Philip Roth himself (whose older self, as we've said, narrates from way up the line) is a deeply interesting child (readers more versed than this reviewer in Roth's large oeuvre may recognize this Roth as an imago of others). His older brother, temporarily suborned by a strength-through-joy program called Just Folks (which is designed to alienate urban Jewish children from their backgrounds), may also fit into a larger pattern of family portraits. Philip's maternal aunt, in the "ravenous mania" of her succumbing to the temptation to collaborate with the enemy, is a superb portrait of the allure of the carnal, of a terrible longing so easy to feel when the world presses too hard: the longing to gorge on poison. And the cousin, who loses a leg fighting for the British and who eventually becomes involved in organized crime, is also exemplary. But what he is exemplary of—an exemplariness pointed by the engine of change in the world—is the weight of being.

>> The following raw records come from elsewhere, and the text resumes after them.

PR #1248, opened 2026-07-23
`lute/debug`: adds multisource support  

wizhao96:
Add support for multiple sources in the debugger
* Intercept calls to loading new modules by modifying the `RequireCtx`
* also add `getLoadedSources` to debugger Target + bindings

### DIFF
--- a/lute/debug/include/lute/debuginternals.h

The Plot Against America is heavy with life; so heavy that it is at times hard to remember Mr. Lindbergh at all, hard to keep in mind the cartoon poison he serves as conduit for. For Roth, in this novel, the world itself is poison enough, as it turns on you; but the world is also manna in these pages, the grave manna of the lived.


John Clute is a writer, editor, critic and scholar of science fiction. His first novel in 25 years, Appleseed, was a New York Times Notable Book for 2002. He is the author of Science Fiction: The Illustrated Encyclopedia and co-editor of both The Encyclopedia of Science Fiction and The Encyclopedia of Fantasy, all Hugo Award winners. His criticism and reviews have appeared in The New York Times. The Washington Post, Omni, F&SF and elsewhere. Much of this material has been collected in Strokes: Reviews and Essays 1966-1986, Look at the Evidence: Reviews and Essays, and Scores: Reviews 1993-2003, which includes almost all of the first 75 "Excessive Candour" columns, and other pieces. Forthcoming is An Historical Dictionary of Horror Literature.